AbstractIntroduction and Background: Interstitial lung diseases (ILDs) are a heterogeneous group of pulmonary disorders marked by inflammation and/or fibrosis of the lung interstitium. Timely and accurate diagnosis is essential due to variations in prognosis and treatment among ILD subtypes. Radiologic
-pathologic correlation, particularly between high-resolution computed tomography (HRCT) and lung biopsy, is instrumental in achieving diagnostic clarity.
Materials and Methods: A retrospective analysis was performed with 50 patients diagnosed with interstitial lung diseases at the Department of Pathology, Kanti Devi Institute of Medical Sciences, Mathura, Uttar Pradesh, India, from May 2018 to April 2019. All patients received HRCT imaging prior to surgical lung biopsy.

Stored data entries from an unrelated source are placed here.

PR #4367, opened 2021-08-13
display at least username when full name is empty

xmacan:


lib/html_reports.php
```diff
@@ -1634,7 +1634,7 @@ function reports() {
 
 			if (is_reports_admin()) {
 				if (reports_html_account_exists($report['user_id'])) {
-					form_selectable_ecell($report['full_name'], $report['id']);
+					form_selectable_ecell($report['full_name'] ? $report['full_name'] : $report['username'], $report['id']);
```
netniV, line 1637: use empty() around this, rather then just looking for a value.

netniV (approved):

PR #4370, opened 2021-08-18
fix plugin directory name with capital letter at the beginning

xmacan:
fix#4361


TheWitness:
I'm okay with this not having a changelog.  Good catch.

HRCT scans were examined for distinctive characteristics of ILD subtypes, including typical interstitial pneumonia (UIP), nonspecific interstitial pneumonia (NSIP), organizing pneumonia (OP), and others. Histopathological data from lung samples were juxtaposed with radiological interpretations to evaluate diagnostic concordance.

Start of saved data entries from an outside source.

Issue #690, opened 2018-07-12
zoom and scale


davidmanzanares:
After finding some problems when styling by `zoom()`, particularly, when multiplying the width value by `zoom()`, we solve that with https://github.com/CartoDB/carto-vl/pull/653 which basically convert `zoom()` into a new similar function `scale()`.

### Scale

The scale is the ratio between a pixel and a real meter in the Earth. The scale is very useful, since, if you multiply a constant by it in `width:`, you'll get features with constant widths in meters (that means, variable widths in pixels).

Results: Twenty patients (or 40%) were found to have UIP, twelve (or 24%) to have NSIP, eight (16%) to have OP, and ten (20%) to have other ILD patterns, such as hypersensitivity pneumonitis or desquamative interstitial pneumonia. Seventy-six percent, or 38 of 50 cases, showed radiologic-pathologic association. When comparing UIP and OP, the two groups showed the best concordance rates: 90% for UIP and 87.5% for OP. In 8 out of 12 cases (66.7%), NSIP showed a moderate association. Patients exhibiting unusual histology or overlapping imaging findings were more likely to have inconsistencies.
Conclusion: In cases with ILD, radiologic-pathologic correlation greatly enhances the precision of diagnoses and provides valuable information for treatment choices. Differentiating between subtypes of ILD is facilitated by HRCT when coupled with clinical and histopathologic data. Incorporating a multidisciplinary examination into the diagnostic route for ILDs is supported by this study.